Vespers in Iona Abbey (Celebrating St. Columba, part III)

This is the third post of a series about the wonderful weekend I spent on the Isle of Iona, singing with the Scottish Plainsong Choir.  On Sunday morning we awoke to more rain tapping at the window.  I was glad that I’d brought a sturdy pair of black shoes for my concert wear, since I had to forego my hiking boots that day.  However, soon after breakfast, the sun appeared!  Most of us walked up to the Abbey to take part in the morning service, although my roommate opted for hiking to the north of the island.  Our main singing event was Vespers at 3, and morning service was optional.

The garden of the St. Columba Hotel looked very inviting in the sun.  You can still see the raindrops on the sycamore leaves near the gate!

Garden of the St. Columba Hotel, Isle of Iona.
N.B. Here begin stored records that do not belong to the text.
PR #402, opened 2017-04-10
implement singletrial analysis in ft_sourceanalysis

mrksh:
concerns the noted bug in the code when cfg.singletrial == 'yes'. The provided code now
- calculates average Cf
- runs the actual source reconstruction with the average Cf
- uses the filter computed thereby as precomputed filter for the single-trial Cf s afterwards

Is this the intended behavior? If I missed something, could you point me to the remaining problems?


schoffelen:
This PR points to a 'unknown repository'. Sorry for not following this up, but it seems so deprecated now, that it's not worthwile to prioritise this.
As a side note, the 'singletrial', 'rawtrial' functionality in ft_sourceanalysis is a poorly maintained corner of the code that has been nominated since already a long time to be re-implemented. Current recommended way to deal with all this, is to call ft_sourceanalysis twice, once with 'keepfilter' to be true, based on the covariance/csd of all data, and then in a second round on a subset of trials (with a single trial in the limit) to compute single trial activity. For frequency domain applications, the 'pcc' method, combined with 'fourierspctrm' in the input gives the single trial fourier coefficients for free. For time domain applications, it's straightforward to compute single trial virtual channel time courses by means of left multiplying the single trial channel data with the selected spatial filter. This requires the user to write some own code.

PR #404, opened 2017-04-11
ENH - use audioinfo/audioread/audiowrite instead of wavread/wavwrite

robertoostenveld:


fileio/ft_read_event.m
```diff
@@ -1186,7 +1186,7 @@
     
   case 'gtec_hdf5'
     % the header mentions trigger channels, but I don't know how they are stored
-    error('this has not been implemented yet due to a lack of a good example file');
+    warning('event reading for hdf5 has not yet been implemented due to a lack of a good example file');
```
robertoostenveld: hmm, this should not have been in this PR. But I don't think it is a problem per see, so I'll just keep it as is.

We had sung in an informal performance the previous day, but this was the first time I had been to a service in the Abbey, and I was very curious to see what it would be like.  The services are organised by members of the Iona Community, which is an international and ecumenical movement founded in 1938 by George MacLeod, who was the minister at Govan Old church in Glasgow.  I can’t say I fully understand how the Iona Community and Historic Environment Scotland work together, but clearly they do.  I was pleased to see that, while visitors must pay to visit the Abbey, they may join in services there without paying.

Iona Abbey and one of the large carved crosses.
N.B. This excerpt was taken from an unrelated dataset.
PR #405, opened 2017-04-13
Bug3280 read electrode positions from res4

robertoostenveld:
see http://bugzilla.fieldtriptoolbox.org/show_bug.cgi?id=3280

The oldest parts of the Abbey date from the 13th century.  In the photo below you can see how long and narrow the sanctuary is.  At the very far end, below the window blazing with morning light from the east, is the red curtain behind the marble communion table.  Between the two arches are the choir stalls, two rows on either side.  (The quiet chapel is off to the right behind the choir stalls.)  The small door, where you see someone in red, leads to the cloisters.

Iona Abbey, from just inside the front door.  Preparing for morning service with Communion.

Before the service, we warmed up and rehearsed in the Chapter House, which is off the cloisters:

The Cloisters, Iona Abbey. The steps lead down to the door of the Chapter House.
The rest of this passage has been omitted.